(Collected data)
== == ==
PR #2357, opened 2025-07-14
add a healthcheck route

ChristopherChudzicki:
None (?)

Adds a healthcheck endpoint for use in our kubernetes deployments

### How can this be tested?
With docker up, `curl -v http://learn.odl.local:8062/healthcheck`. You should get a 200 response.

### DIFF
--- a/frontends/main/src/app/healthcheck/route.ts
+++ b/frontends/main/src/app/healthcheck/route.ts
@@ -1,0 +1,3 @@
+export async function GET() {
+  return Response.json({ status: "ok" }, { status: 200 })
+}


frontends/main/src/app/healthcheck/route.ts
```diff
@@ -0,0 +1,3 @@
+export async function GET() {
+  return Response.json({ status: "ok" }, { status: 200 })
+}
```
ChristopherChudzicki, line 3: BTW: This is a NextJS route handler file for making APIs. We don't use these much, since our APIs are all on Django.

(The only other one we have is for sitemap index)

https://nextjs.org/docs/app/getting-started/route-handlers-and-middleware

mbertrand (approved):
👍

PR #2361, opened 2025-07-15
remove unused MITOL_NOINDEX from django settings [Only used on nextjs]

ChristopherChudzicki:
None

Removes an unused django setting.

### How can this be tested?
Tests should pass. Search `MITOL_NOINDEX` in codebase; only used in NextJS app.

### Additional Context
Noticed this while working on https://github.com/mitodl/ol-infrastructure/pull/3380; the backend env var that was setting this value is reoved in that PR.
== == ==
Problem statement: All that is wanted is an exact copy of the lines above from the one with "add a healthcheck route" through the one with "a 200 response.", with both ends included.

Output of the exercise:
add a healthcheck route

ChristopherChudzicki:
None (?)

Adds a healthcheck endpoint for use in our kubernetes deployments

### How can this be tested?
With docker up, `curl -v http://learn.odl.local:8062/healthcheck`. You should get a 200 response.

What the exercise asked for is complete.